Lee’s comments stung, especially as Lee is the founding present of Google China, a service that Jike has unabashedly (and unsuccessfully) copied from the beginning: Jike was originally called Goso and its logo bore a suspicious resemblance to Google’s famous colorful icon. Jike still seemed so similar as of November 2011 that an article in Shanghai’s Oriental Morning Daily was titled "Deng Yaping: Jike Search won’t completely imitate Google."
So does Jike do anything well? It’s a surprisingly good source for movies. In both an English- and Chinese-language search for "Batman," for example, the first hit that comes up is a link that takes you to a "High Definition Movie Channel" with a big link for watching the movies instantly on file-sharing site Youku (though in the United States, where I conducted all of the searches mentioned in this article, the video won’t run, instead showing a note that says, "Sorry, this video can only be streamed within Mainland China.").

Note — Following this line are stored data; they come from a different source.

PR #2407, opened 2020-01-15
adding support for IWebJobsConfigurationStartup

brettsam:


src/Microsoft.Azure.WebJobs.Host/Hosting/DefaultStartupTypeLocator.cs
```diff
@@ -15,22 +15,30 @@ namespace Microsoft.Azure.WebJobs.Hosting
...
         {
             _entryAssembly = entryAssembly;
         }
 
         public Type[] GetStartupTypes()
         {
-            Assembly assembly = _entryAssembly ?? Assembly.GetEntryAssembly();
-            IEnumerable<WebJobsStartupAttribute> startupAttributes = assembly.GetCustomAttributes<WebJobsStartupAttribute>();
+            return _startupTypes.Value
+                .Where(t => typeof(IWebJobsConfigurationStartup).IsAssignableFrom(t) || typeof(IWebJobsConfigurationStartup).IsAssignableFrom(t))
```
fabiocav: This is using the same interface...

src/Microsoft.Azure.WebJobs.Host/Hosting/WebJobsBuilderExtensions.cs
```diff
@@ -164,7 +168,8 @@ public static IWebJobsBuilder UseExternalStartup(this IWebJobsBuilder builder, I
         /// <returns>The updated <see cref="IHostBuilder"/> instance.</returns>
         public static IWebJobsBuilder UseExternalStartup(this IWebJobsBuilder builder, IWebJobsStartupTypeLocator startupTypeLocator, ILoggerFactory loggerFactory)
         {
-            Type[] types = startupTypeLocator.GetStartupTypes();
+            IEnumerable<Type> types = startupTypeLocator.GetStartupTypes()
+                .Where(t => typeof(IWebJobsConfigurationStartup).IsAssignableFrom(t));
```
fabiocav: I'm trying to remember the previous discussion, I recall talking about consolidating this, but this is filtering on the new interface only. Is this expected?

src/Microsoft.Azure.WebJobs.Host/Hosting/WebJobsConfigurationBuilder.cs
```diff
@@ -0,0 +1,24 @@
...
+using Microsoft.Azure.WebJobs.Host.Hosting;
+using Microsoft.Extensions.Configuration;
+
+namespace Microsoft.Azure.WebJobs.Hosting
+{
+    internal class WebJobsConfigurationBuilder : IWebJobsConfigurationBuilder
+    {
+        public WebJobsConfigurationBuilder(IConfigurationBuilder builder)
+        {
+            if (builder == null)
```
fabiocav, line 14: nit: throw expression

src/Microsoft.Azure.WebJobs.Host/Hosting/WebJobsStartupAttribute.cs
```diff
@@ -6,7 +6,7 @@
 namespace Microsoft.Azure.WebJobs.Hosting
 {
     /// <summary>
-    /// Attribute used to declare <see cref="IWebJobsStartup"/> Types that should be registered and invoked
+    /// Attribute used to declare <see cref="IWebJobsConfigurationStartup"/> Types that should be registered and invoked
```
fabiocav: `IWebJobsStartup` will continue to be supported, correct?

src/Microsoft.Azure.WebJobs.Host/Hosting/DefaultStartupTypeLocator.cs
brettsam: Duh, that was a refactoring mistake after I got rid of the other locator.

src/Microsoft.Azure.WebJobs.Host/Hosting/WebJobsConfigurationBuilder.cs
brettsam: Is there a good way to do that in these cases where you're not using a class variable? I could do something like:

```
ConfigurationBuilder = new TrackedConfigurationBuilder(builder ?? throw new ArgumentNullException(nameof(builder)));
```

src/Microsoft.Azure.WebJobs.Host/Hosting/WebJobsStartupAttribute.cs
brettsam: Yeah, the attribute can use either `IWebJobsStartup` or `IWebJobsConfigurationStartup`. I just messed up the comments.

src/Microsoft.Azure.WebJobs.Host/Hosting/DefaultStartupTypeLocator.cs
brettsam: In fact, I'm going to remove this filtering entirely... callers should filter for the interface they need.

src/Microsoft.Azure.WebJobs.Host/Hosting/WebJobsBuilderExtensions.cs
brettsam: No, this is wrong. I've got it fixed -- this is meant to use `IWebJobsStartup` while UseExternalConfigurationStartup uses `IWebJobsConfigurationStartup`. 

I also figured out why the tests passed -- I had added `IWebJobsConfigurationStartup` to the existing test implementation, so this all worked (since it implemented both interfaces). I've split it out now to have one that only does `IWebJobsStartup` and the tests failed until I fixed it.

src/Microsoft.Azure.WebJobs.Host/Hosting/WebJobsConfigurationBuilder.cs
fabiocav: I see.... just leave it as is here.

fabiocav (approved):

Perhaps the only advantage Jike holds over Google is its government connection. After Lee publically questioned Jike, he found himself locked out of his microblog for the first time. Perhaps it was just a coincidence, but that week Deng had found herself and the search engine the target of fierce criticism, with articles in the Chinese press claiming she had cut 100 people out of Jike’s nearly 500-person staff, and that she bragged about her ping-pong exploits during staff meetings, telling her employees that "she was always No. 1" and that they must learn from the best and "emulate Google."
But clearly, for the Chinese Communist Party, that’s easier said than done.